By Ragheema Mclean
The Western Cape Health Department has reassured the public that there is no cause for panic in the wake of the recent Diphtheria outbreak at Pollsmoor prison.
This comes as a 19-year-old inmate died on Sunday after experiencing symptoms of the infection a week earlier. Eight more inmates are said to have tested positive, with only two experiencing mild symptoms.
According to the National Health Department, Diphtheria is an uncommon disease caused by a bacteria called Corynebacterium Diphtheria. The bacterium usually affects the mucous membranes of the nose and throat, causing respiratory and skin infections.
Speaking on the VOC Breakfast show on Tuesday, Health Department spokesperson Foster Mohale emphasized that while Diphtheria is considered an uncommon disease, it remains preventable and manageable through proper treatment protocols.
Mohale noted that the prevalence of such contagious diseases in prisons often poses a particular risk, especially among younger inmates.
The bacteria spreads from person to person, usually through respiratory droplets from coughing or sneezing, he noted.
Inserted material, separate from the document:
PR #691, opened 2022-07-15
Update to gracefully handle nonexistent relative paths

### LINKED ISSUE #666: Inputs prefixed with `./` take 30 seconds to timeout when the file does not exist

“Diphtheria spreads similarly to Covid-19 and other respiratory diseases, primarily through coughing and sneezing when an infected individual fails to cover their mouth.”
Mohale said that the symptoms of Diphtheria often include a sore throat with the formation of a membrane on the tonsil and throat and swollen glands in the front of the neck.
“Anyone experiencing any of these symptoms are strongly urged to seek immediate medical attention to ensure timely diagnosis and treatment,” he continued.
Furthermore, to mitigate the spread of the disease within Pollsmoor Prison, health officials have commenced a vaccination drive targeting both inmates and staff members.
Healthcare workers have also been urged to maintain a high index of suspicion in order to ensure that cases are detected early, while all individuals are reminded of the importance of ensuring that they and their families are up to date with their vaccinations.